▶ Task details
From the line below that contains "Thank you very" to the line that contains "- Why exactly", repeat every line exactly, both ends included, and nothing else.

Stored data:
PR #1453, opened 2026-08-26
Replace hardcoded repo.akka.io resolver with tokenized URLs

JustinPihony:
Akka library artifacts are now served from a secure, per-user tokenized repository.

- Release repository: use the tokenized URL from https://account.akka.io/token
- Snapshot repository: `https://repo.akka.io/TOKEN/secure/snapshots` (replace `TOKEN` with a token from https://account.akka.io/token)

This aligns the documentation/config with the canonical form in akka-core's `project/links` page. The old non-tokenized `https://repo.akka.io/snapshots` (and `/maven`) URLs no longer work for external consumers.

### DIFF
--- a/project/AkkaSnapshotRepository.scala
+++ b/project/AkkaSnapshotRepository.scala
@@ -14,7 +14,7 @@ object AkkaSnapshotRepositories extends AutoPlugin {
       .get("build.akka.version")
       .orElse(sys.props.get("build.alpakka.kafka.version")) match {
       case Some(_) =>
-        Seq("Akka library snapshot repository".at("https://repo.akka.io/snapshots"))
+        Seq("Akka library snapshot repository".at("https://repo.akka.io/snapshots/github_actions"))
       case None => Seq.empty
     })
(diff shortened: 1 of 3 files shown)


project/AkkaSnapshotRepository.scala
```diff
@@ -14,7 +14,7 @@ object AkkaSnapshotRepositories extends AutoPlugin {
       .get("build.akka.version")
       .orElse(sys.props.get("build.alpakka.kafka.version")) match {
       case Some(_) =>
-        Seq("Akka library snapshot repository".at("https://repo.akka.io/snapshots"))
+        Seq("Akka library snapshot repository".at("https://repo.akka.io/snapshots/github_actions"))
```
ennru, line 17: This is broken.

JustinPihony: Same question: Why not - is it meant to be run locally or in a runner? I actually contemplated removing this altogether since the actions script does this anyway

PR #1454, opened 2026-09-07
perf(grpc): avoid array copies in projection serialization

johanandren:


patriknw:
Looks harmless, but maybe not...

🤖 Review:

It silently corrupts `Long` and `Int` events.

The projection wire format is defined by the **array** side of a serializer: `serialize` calls `serializer.toBinary(o): Array[Byte]` (`ProjectionGrpcSerialization.scala:187`, `:482`). The change makes `deserialize` use `Serialization.deserializeByteBuffer`, which for a `ByteBufferSerializer` calls the **buffer** side, `fromBinary(buf, manifest)`. Those two sides are not required to agree, and for Akka's own `LongSerializer`/`IntSerializer` they do not:

- `toBinary(o): Array[Byte]` writes little-endian (`akka/akka-actor/.../PrimitiveSerializers.scala:32`), `fromBinary(bytes, _)` reads little-endian.
- `toBinary(o, buf)` uses `buf.putLong` / `fromBinary(buf, _)` uses `buf.getLong` — big-endian.

`java.lang.Long`, `scala.Long`, `java.lang.Integer`, `scala.Int` are bound to these serializers by default in `akka-actor/reference.conf:803-806`, so this hits any projection or replication event that *is* a boxed primitive.

Proven by running a round-trip spec against both commits:

```
HEAD (this branch)          HEAD~1
Long  42  -> 3026418949592973312   FAILED     Long  42  -> 42   ok
Int   42  -> 704643072             FAILED     Int   42  -> 42   ok
String"e1"-> "e1"                  ok         String"e1"-> "e1" ok
```

Both `DelegateToAkkaSerialization` (replicated event sourcing over gRPC) and `ProtoAnySerialization` (gRPC projections) are affected. It fails silently — no exception, just a wrong value written into the projection.

Note also the inconsistency inside the same file: `toSerializedEvent` (`:226`, `:230`, `:503`) still hands `toByteArray` + id + manifest to the journal, which will read it back with the array form. So the same bytes are now decoded by two different codecs depending on whether `deserializeEvent` is true.

`ByteArraySerializer`, `StringSerializer`, `ByteStringSerializer`, `BooleanSerializer` and `ShardingSerializer` are symmetric; only `Long`/`Int` are not. It could still be similar problems with custom serializers.

Secondary point: `asReadOnlyByteBuffer()` returns a buffer with `hasArray() == false`, so a `ByteBufferSerializer` that does `buf.array()` throws `ReadOnlyBufferException`.

akka-projection-grpc/src/main/scala/akka/projection/grpc/internal/ProjectionGrpcSerialization.scala
```diff
@@ -202,8 +202,7 @@ private[akka] trait ProjectionGrpcSerialization {
       decodeMessage(scalaPbAny)
     } else if (typeUrl.startsWith(AkkaSerializationTypeUrlPrefix)) {
```
patriknw: Was there a specific reason why you noted this as a problem? Could we make it more narrow for some specific serializer that we know doesn't have the problem mentioned in the review?

patriknw (approved):
eh, that was not intended as Approved!

patriknw (changes requested):
my previous submit accidentally approved, so reverting that by this

johanandren:
Ouch, very much so correct feedback, I had not thought about that difference in wire formats. :/

akka-projection-grpc/src/main/scala/akka/projection/grpc/internal/ProjectionGrpcSerialization.scala
johanandren: I think it was mostly about seeing the protobuf branch next to it, and there we can avoid the extra copy.

johanandren:
I don't see a possible narrower path:

- Buffer path for non-ByteBufferSerializer: safe, no gain. Akka copies to an array anyway.
- Buffer path for ByteBufferSerializer except Long/Int: only covers String, Boolean, ByteString, ByteArray, ShardingSerializer. Custom serializers can have the same mismatch.
- Jackson events: JacksonSerializer only accepts Array[Byte] (akka-core [TODO #27107](https://github.com/akka/akka-core/issues/27107)).
- Protobuf events: already parsed from ByteString without a copy.
- Serialize side: already uses UnsafeByteOperations.unsafeWrap.
- toSerializedEvent: SerializedEvent needs an Array[Byte]. Copy is required.

Let's close this.

PR #1961, opened 2018-10-13
Added baudrate detection to esp32-hal-uart and HardwareSerial

Jeroen88:
Added function uartDetectBaudrate() and wrapped it into HardwareSerial::begin(). With this change it is possible to detect the baudrate on a serial port. Of course there must be incoming data on the serial port for detection to be possible. The uart can not detect other parameters like number of start- or stopbits, number of data bits or parity. For detection, if data is inverted is not important (of course for reading inversion is important).
To detect baudrate pass a 0 ('zero') for the baudrate and a timeout as the last parameter. Serial data must appear before the timeout, otherwise the Serial port will be left uninitialized. To detect if baudrate detection was successful test with HardwareSerial::baudRate() to return a value not equal to 0.
Pay attention: HardwareSerial::baudRate() may return an approximate baudrate. This has nothing to do with this PR but is due to rounding in the library. E.g. a baudrate of 115200 returns 115201.

Example usage:
```
void setup() {
  Serial.begin(115200);
  delay(100);
  Serial.println();

  Serial1.begin(0, SERIAL_8N1, -1, -1, false, 11000UL); // 0 for baudrate is detection, last parameter is a timeout

  unsigned long detectedBaudRate = Serial1.baudRate();
  if(detectedBaudRate) {
    Serial.printf("Detected baudrate is %lu\n", detectedBaudRate);
  } else {
    Serial.println("No baudrate detected, Serial1 will not work!");
  }
}
```


lbernstone:
might be good to put units in the header variable (timeout_ms)

Jeroen88:
@lbernstone Done!

Jeroen88:
Mixed up two different branches in the last commit. Will correct soon!

Jeroen88:
Reverted accidentally changed files to master

me-no-dev:
really nice :)

PR #1973, opened 2018-10-16
Feature/http client

Jeroen88:
Add two begin() methods to HTTPClient() to pass a WiFiClientSecure client with setCACert() and/or setCertificate() and setPrivateKey() already set. Include an example BasicHttp**s**Client.ino to show the usage. This adaptation aligns this library with ESP8266HTTPClient. The 5 begin() methods that already existed are set deprecated and the library version is updated to 1.2.
Currently backwards compatibility is maintained, but the idea is to drop all code enclosed within #ifdef HTTPCLIENT_1_1_COMPATIBLE and #endif, when a new version of the core is released.
When using this library make sure that the passed in WiFiClientSecure 'lives' longer than the HTPPClient _including it's destructor!_ In the example this is achieved by adding an extra scoping block { ... } for HTTPClient, to make sure it is destructed at the end of the block in stead of at the end of the function.

### DIFF
--- a/libraries/HTTPClient/examples/BasicHttpsClient/BasicHttpsClient.ino
+++ b/libraries/HTTPClient/examples/BasicHttpsClient/BasicHttpsClient.ino
@@ -104,31 +104,36 @@ void loop() {
   if(client) {
     client -> setCACert(rootCACertificate);
 
-    HTTPClient https;
+    {
+      // Add a scoping block for HTTPClient https to make sure it is destroyed before WiFiClientSecure *client is 
+      HTTPClient https;
   
-    Serial.print("[HTTPS] begin...\n");
-    if (https.begin(*client, "https://jigsaw.w3.org/HTTP/connection.html")) {  // HTTPS
-      Serial.print("[HTTPS] GET...\n");
-      // start connection and send HTTP header
-      int httpCode = https.GET();
+      Serial.print("[HTTPS] begin...\n");
+      if (https.begin(*client, "https://jigsaw.w3.org/HTTP/connection.html")) {  // HTTPS
+        Serial.print("[HTTPS] GET...\n");
+        // start connection and send HTTP header
+        int httpCode = https.GET();
   
-      // httpCode will be negative on error
-      if (httpCode > 0) {
-        // HTTP header has been send and Server response header has been handled
-        Serial.printf("[HTTPS] GET... code: %d\n", httpCode);
+        // httpCode will be negative on error
+        if (httpCode > 0) {
+          // HTTP header has been send and Server response header has been handled
+          Serial.printf("[HTTPS] GET... code: %d\n", httpCode);
   
-        // file found at server
-        if (httpCode == HTTP_CODE_OK || httpCode == HTTP_CODE_MOVED_PERMANENTLY) {
-          String payload = https.getString();
-          Serial.println(payload);
+          // file found at server
+          if (httpCode == HTTP_CODE_OK || httpCode == HTTP_CODE_MOVED_PERMANENTLY) {
+            String payload = https.getString();
+            Serial.println(payload);
+          }
+        } else {
+          Serial.printf("[HTTPS] GET... failed, error: %s\n", https.errorToString(httpCode).c_str());
         }
-      } else {
-        Serial.printf("[HTTPS] GET... failed, error: %s\n", https.errorToString(httpCode).c_str());
-      }
   
-      https.end();
-    } else {
-      Serial.printf("[HTTPS] Unable to connect\n");
+        https.end();
+      } else {
+        Serial.printf("[HTTPS] Unable to connect\n");
+      }
+
+      // End extra scoping block
     }
   
     delete client;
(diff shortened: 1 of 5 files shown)


Jeroen88:
See PR #1979 for comments on setTimeout. This PR is included in #1979.

Jeroen88:
> But it appears that the "80sPlanet" is being parsed as Port 80

No, port 80 is the default port for a http connection, this is added by the client because your url starts with http.

> [E][WiFiGeneric.cpp:659] hostByName(): DNS Failed for streaming.shoutcast.com

This is the place where things go wrong

> [D][HTTPClient.cpp:208] begin(): mix up of new and deprecated api

But this should not happen. This error appeared before, because _client was not inititialized to nullptr. This is corrected in PR #2097 

Could you merge the latest core and next this PR and try again? Please report back if your issue was solved. If not, please create a new issue in stead of a comment in a PR

usrdes:
@Jeroen88 

Thank you for your response.

"Could you merge the latest core and next this PR and try again?" 
I am using the release: Latest commit 273196d  7 days ago

This is still generating the issue. 
This release was on 11/18, I did a complete install on 11/24. 

For now, I have rolled back to the previous release and it appears to be working. 
Not sure when I can get back and create a new issue.

Jeroen88:
@usrdes did you merge PR #2097 too? This is essential!

Jeroen88:
Do you re-install using git? Then you might read the instructions at e.g https://gist.github.com/adam-p/15413fabef6cffecd897

If you install using a zip file, it is probably easier to edit the file yourself and change it. In line 211 of file libraries/HTTPClient/src/HTTPClient.h you should change:

`WiFiClient* _client;`

into:

`WiFiClient* _client = nullptr;`

usrdes:
@Jeroen88,

Thank you very much, I edited the file and that fixed it!
Thank you, Thank you

Jeroen88:
@usrdes You're welcome!

libraries/HTTPClient/examples/BasicHttpsClient/BasicHttpsClient.ino
```diff
@@ -0,0 +1,147 @@
...
+"-----END CERTIFICATE-----\n";
+
+// Not sure if WiFiClientSecure checks the validity date of the certificate. 
+// Setting clock just to be sure...
+void setClock() {
+  configTime(0, 0, "pool.ntp.org", "time.nist.gov");
+
+  Serial.print(F("Waiting for NTP time sync: "));
+  time_t nowSecs = time(nullptr);
+  while (nowSecs < 8 * 3600 * 2) {
```
marcelstoer: Two questions:
- Why not define (or calculate) this static value _outside_ the loop?
- Why exactly > 1.1.1970 4pm? Shouldn't it be larger than let's say 1546300800 (2019-01-01T00:00:00+00:00)? In my experience 16h is not enough.

Jeroen88: @marcelstoer do you mean 8 * 3600 * 2 with 'this static value'? If so, you shouldn't bother, the compiler will replace it with a static value.

Basically the value is quite arbitrary, any big enough value will do. time(nullptr) will return the number of seconds since the last reset, until it is overwritten by the NTP time sync. After that time(nullptr) is far bigger than the static test value and the while loop exits.

atanisoft: time_t starts counting at the unix Epoch which you can read up about [here](https://en.wikipedia.org/wiki/Unix_time).

If the time sync takes more than 16 hours there is a serious issue with network connectivity and time sync!

marcelstoer: > do you mean 8 * 3600 * 2 with 'this static value'?

Errhm, yes. Sorry. I should have _said_ "constant" when I _mean_ "constant".

> the compiler will replace it with a static value

True, the comment was more a style nitpick (and in that quit subjective I know).

@Jeroen88 @atanisoft for my second comment I was drawing from ESP8266 (i.e. NONOS SDK) experience, maybe it doesn't apply here anymore. For devices that spent most of their life in deep sleep we had to ensure that the constant value was a somewhat recent timestamp - at least from the current century. Otherwise, we might get `nowSecs` values that are way off. `while` loops a handful of times. Hence, it has nothing to do with "time sync takes more than 16 hours" or so.

Jeroen88: @marcelstoer I do not have any experience with deep sleep, but if time(nullptr) keeps running in deep sleep, the while() will break inmediately. I can imagine that in that case the ESP time and the real (network / NTP time) have drifted, and that you do want to have a time sync. The only thing I can think of here is to force a NTP time sync.

@atanisoft I didn't test it, but a freshly booted ESP32 could only initiate it's time after it has connected to the network, I guess? So some kind of waiting should be introduced to ensure synchronization has finished?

▶ Task solution
Thank you very much, I edited the file and that fixed it!
Thank you, Thank you

Jeroen88:
@usrdes You're welcome!

libraries/HTTPClient/examples/BasicHttpsClient/BasicHttpsClient.ino
```diff
@@ -0,0 +1,147 @@
...
+"-----END CERTIFICATE-----\n";
+
+// Not sure if WiFiClientSecure checks the validity date of the certificate. 
+// Setting clock just to be sure...
+void setClock() {
+  configTime(0, 0, "pool.ntp.org", "time.nist.gov");
+
+  Serial.print(F("Waiting for NTP time sync: "));
+  time_t nowSecs = time(nullptr);
+  while (nowSecs < 8 * 3600 * 2) {
```
marcelstoer: Two questions:
- Why not define (or calculate) this static value _outside_ the loop?
- Why exactly > 1.1.1970 4pm? Shouldn't it be larger than let's say 1546300800 (2019-01-01T00:00:00+00:00)? In my experience 16h is not enough.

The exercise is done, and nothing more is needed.